**Exercise prompt**
Given the entries that follow, write out exactly the lines starting at the one containing "PR #563, opened 2017-05-26" and ending at the one containing "PR #564, opened 2017-05-30", both ends included, and only those.

**Working data**

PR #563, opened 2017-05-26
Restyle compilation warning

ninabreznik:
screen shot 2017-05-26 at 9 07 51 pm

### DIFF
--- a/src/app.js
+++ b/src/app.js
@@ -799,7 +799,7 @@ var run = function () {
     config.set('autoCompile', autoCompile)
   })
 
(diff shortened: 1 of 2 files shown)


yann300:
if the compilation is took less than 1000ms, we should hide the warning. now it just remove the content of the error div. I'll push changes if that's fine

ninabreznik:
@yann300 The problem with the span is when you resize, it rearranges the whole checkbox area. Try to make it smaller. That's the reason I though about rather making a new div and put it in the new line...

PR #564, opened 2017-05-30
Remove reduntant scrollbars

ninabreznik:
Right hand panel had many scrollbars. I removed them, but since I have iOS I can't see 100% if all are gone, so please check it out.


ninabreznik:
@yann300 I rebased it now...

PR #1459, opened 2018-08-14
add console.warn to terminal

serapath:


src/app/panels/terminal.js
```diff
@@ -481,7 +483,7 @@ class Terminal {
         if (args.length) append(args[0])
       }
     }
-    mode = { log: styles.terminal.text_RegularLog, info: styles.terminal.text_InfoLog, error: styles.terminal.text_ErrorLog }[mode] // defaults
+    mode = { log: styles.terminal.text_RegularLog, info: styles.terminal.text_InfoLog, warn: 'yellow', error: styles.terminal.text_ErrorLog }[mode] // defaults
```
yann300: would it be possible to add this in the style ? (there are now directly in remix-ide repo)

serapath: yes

==

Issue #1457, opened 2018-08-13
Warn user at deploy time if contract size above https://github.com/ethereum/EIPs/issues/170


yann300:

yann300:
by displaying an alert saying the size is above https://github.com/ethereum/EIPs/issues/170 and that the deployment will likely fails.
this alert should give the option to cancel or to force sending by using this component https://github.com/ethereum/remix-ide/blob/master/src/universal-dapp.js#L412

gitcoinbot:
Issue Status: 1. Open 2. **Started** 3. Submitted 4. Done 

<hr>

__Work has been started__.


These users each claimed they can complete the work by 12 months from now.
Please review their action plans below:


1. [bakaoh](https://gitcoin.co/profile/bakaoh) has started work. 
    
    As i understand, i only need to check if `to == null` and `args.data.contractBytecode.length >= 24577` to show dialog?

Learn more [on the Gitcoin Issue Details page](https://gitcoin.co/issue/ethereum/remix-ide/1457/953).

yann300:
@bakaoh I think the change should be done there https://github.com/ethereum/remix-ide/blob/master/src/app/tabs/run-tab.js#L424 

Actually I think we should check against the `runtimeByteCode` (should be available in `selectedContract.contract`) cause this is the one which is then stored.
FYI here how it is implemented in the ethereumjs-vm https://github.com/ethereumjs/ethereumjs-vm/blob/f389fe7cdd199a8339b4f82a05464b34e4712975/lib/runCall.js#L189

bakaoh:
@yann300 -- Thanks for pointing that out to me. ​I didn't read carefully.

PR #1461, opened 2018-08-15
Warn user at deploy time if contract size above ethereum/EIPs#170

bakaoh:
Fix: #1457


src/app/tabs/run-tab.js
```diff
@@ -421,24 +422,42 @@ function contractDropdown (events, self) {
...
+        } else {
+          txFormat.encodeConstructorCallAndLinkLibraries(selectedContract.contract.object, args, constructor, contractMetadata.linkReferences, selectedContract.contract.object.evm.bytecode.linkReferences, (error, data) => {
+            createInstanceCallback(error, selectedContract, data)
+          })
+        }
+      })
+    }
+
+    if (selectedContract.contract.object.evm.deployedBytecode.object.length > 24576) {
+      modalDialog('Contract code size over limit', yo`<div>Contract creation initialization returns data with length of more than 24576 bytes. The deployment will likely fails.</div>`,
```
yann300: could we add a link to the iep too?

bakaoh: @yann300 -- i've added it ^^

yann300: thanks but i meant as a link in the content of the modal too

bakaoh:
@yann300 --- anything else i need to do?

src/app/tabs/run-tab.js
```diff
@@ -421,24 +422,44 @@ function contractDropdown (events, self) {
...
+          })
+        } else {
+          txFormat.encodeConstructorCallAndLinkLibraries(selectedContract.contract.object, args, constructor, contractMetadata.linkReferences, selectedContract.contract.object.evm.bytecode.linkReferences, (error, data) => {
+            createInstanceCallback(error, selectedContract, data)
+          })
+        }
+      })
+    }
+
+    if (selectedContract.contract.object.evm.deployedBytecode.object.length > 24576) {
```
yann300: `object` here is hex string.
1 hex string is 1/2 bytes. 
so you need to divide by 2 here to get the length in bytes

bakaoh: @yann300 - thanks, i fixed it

**Task response**
PR #563, opened 2017-05-26
Restyle compilation warning

ninabreznik:
screen shot 2017-05-26 at 9 07 51 pm

### DIFF
--- a/src/app.js
+++ b/src/app.js
@@ -799,7 +799,7 @@ var run = function () {
     config.set('autoCompile', autoCompile)
   })
 
(diff shortened: 1 of 2 files shown)


yann300:
if the compilation is took less than 1000ms, we should hide the warning. now it just remove the content of the error div. I'll push changes if that's fine

ninabreznik:
@yann300 The problem with the span is when you resize, it rearranges the whole checkbox area. Try to make it smaller. That's the reason I though about rather making a new div and put it in the new line...

PR #564, opened 2017-05-30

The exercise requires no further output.